### Dataset excerpts:
::::

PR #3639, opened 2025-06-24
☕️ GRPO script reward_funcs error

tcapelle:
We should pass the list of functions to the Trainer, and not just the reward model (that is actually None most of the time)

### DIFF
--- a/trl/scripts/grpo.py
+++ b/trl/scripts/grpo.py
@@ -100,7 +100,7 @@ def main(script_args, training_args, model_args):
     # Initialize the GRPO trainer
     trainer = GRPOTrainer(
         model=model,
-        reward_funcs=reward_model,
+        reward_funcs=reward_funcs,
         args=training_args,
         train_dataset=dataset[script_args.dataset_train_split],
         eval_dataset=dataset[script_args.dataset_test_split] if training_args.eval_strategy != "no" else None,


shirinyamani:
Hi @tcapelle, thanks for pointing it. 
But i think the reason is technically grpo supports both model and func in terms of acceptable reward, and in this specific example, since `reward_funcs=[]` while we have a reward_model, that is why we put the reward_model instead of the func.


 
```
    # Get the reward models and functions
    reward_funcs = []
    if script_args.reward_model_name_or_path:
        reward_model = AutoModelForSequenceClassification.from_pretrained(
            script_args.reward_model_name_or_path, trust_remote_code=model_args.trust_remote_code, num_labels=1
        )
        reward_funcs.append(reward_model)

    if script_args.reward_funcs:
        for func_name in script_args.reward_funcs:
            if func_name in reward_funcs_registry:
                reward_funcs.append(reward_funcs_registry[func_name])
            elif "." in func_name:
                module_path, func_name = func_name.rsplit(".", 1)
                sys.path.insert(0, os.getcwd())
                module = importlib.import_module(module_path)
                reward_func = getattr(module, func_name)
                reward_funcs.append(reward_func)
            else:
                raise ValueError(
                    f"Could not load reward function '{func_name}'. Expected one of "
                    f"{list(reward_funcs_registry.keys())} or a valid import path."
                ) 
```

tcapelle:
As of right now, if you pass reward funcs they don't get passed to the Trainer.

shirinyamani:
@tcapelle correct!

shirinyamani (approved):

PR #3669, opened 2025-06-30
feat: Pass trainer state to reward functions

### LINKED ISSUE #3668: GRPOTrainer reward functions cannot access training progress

::::

### Required action:
The full set of records should be duplicated exactly.

### Result for this exercise:
PR #3639, opened 2025-06-24
☕️ GRPO script reward_funcs error

tcapelle:
We should pass the list of functions to the Trainer, and not just the reward model (that is actually None most of the time)

### DIFF
--- a/trl/scripts/grpo.py
+++ b/trl/scripts/grpo.py
@@ -100,7 +100,7 @@ def main(script_args, training_args, model_args):
     # Initialize the GRPO trainer
     trainer = GRPOTrainer(
         model=model,
-        reward_funcs=reward_model,
+        reward_funcs=reward_funcs,
         args=training_args,
         train_dataset=dataset[script_args.dataset_train_split],
         eval_dataset=dataset[script_args.dataset_test_split] if training_args.eval_strategy != "no" else None,


shirinyamani:
Hi @tcapelle, thanks for pointing it. 
But i think the reason is technically grpo supports both model and func in terms of acceptable reward, and in this specific example, since `reward_funcs=[]` while we have a reward_model, that is why we put the reward_model instead of the func.


 
```
    # Get the reward models and functions
    reward_funcs = []
    if script_args.reward_model_name_or_path:
        reward_model = AutoModelForSequenceClassification.from_pretrained(
            script_args.reward_model_name_or_path, trust_remote_code=model_args.trust_remote_code, num_labels=1
        )
        reward_funcs.append(reward_model)

    if script_args.reward_funcs:
        for func_name in script_args.reward_funcs:
            if func_name in reward_funcs_registry:
                reward_funcs.append(reward_funcs_registry[func_name])
            elif "." in func_name:
                module_path, func_name = func_name.rsplit(".", 1)
                sys.path.insert(0, os.getcwd())
                module = importlib.import_module(module_path)
                reward_func = getattr(module, func_name)
                reward_funcs.append(reward_func)
            else:
                raise ValueError(
                    f"Could not load reward function '{func_name}'. Expected one of "
                    f"{list(reward_funcs_registry.keys())} or a valid import path."
                ) 
```

tcapelle:
As of right now, if you pass reward funcs they don't get passed to the Trainer.

shirinyamani:
@tcapelle correct!

shirinyamani (approved):

PR #3669, opened 2025-06-30
feat: Pass trainer state to reward functions

### LINKED ISSUE #3668: GRPOTrainer reward functions cannot access training progress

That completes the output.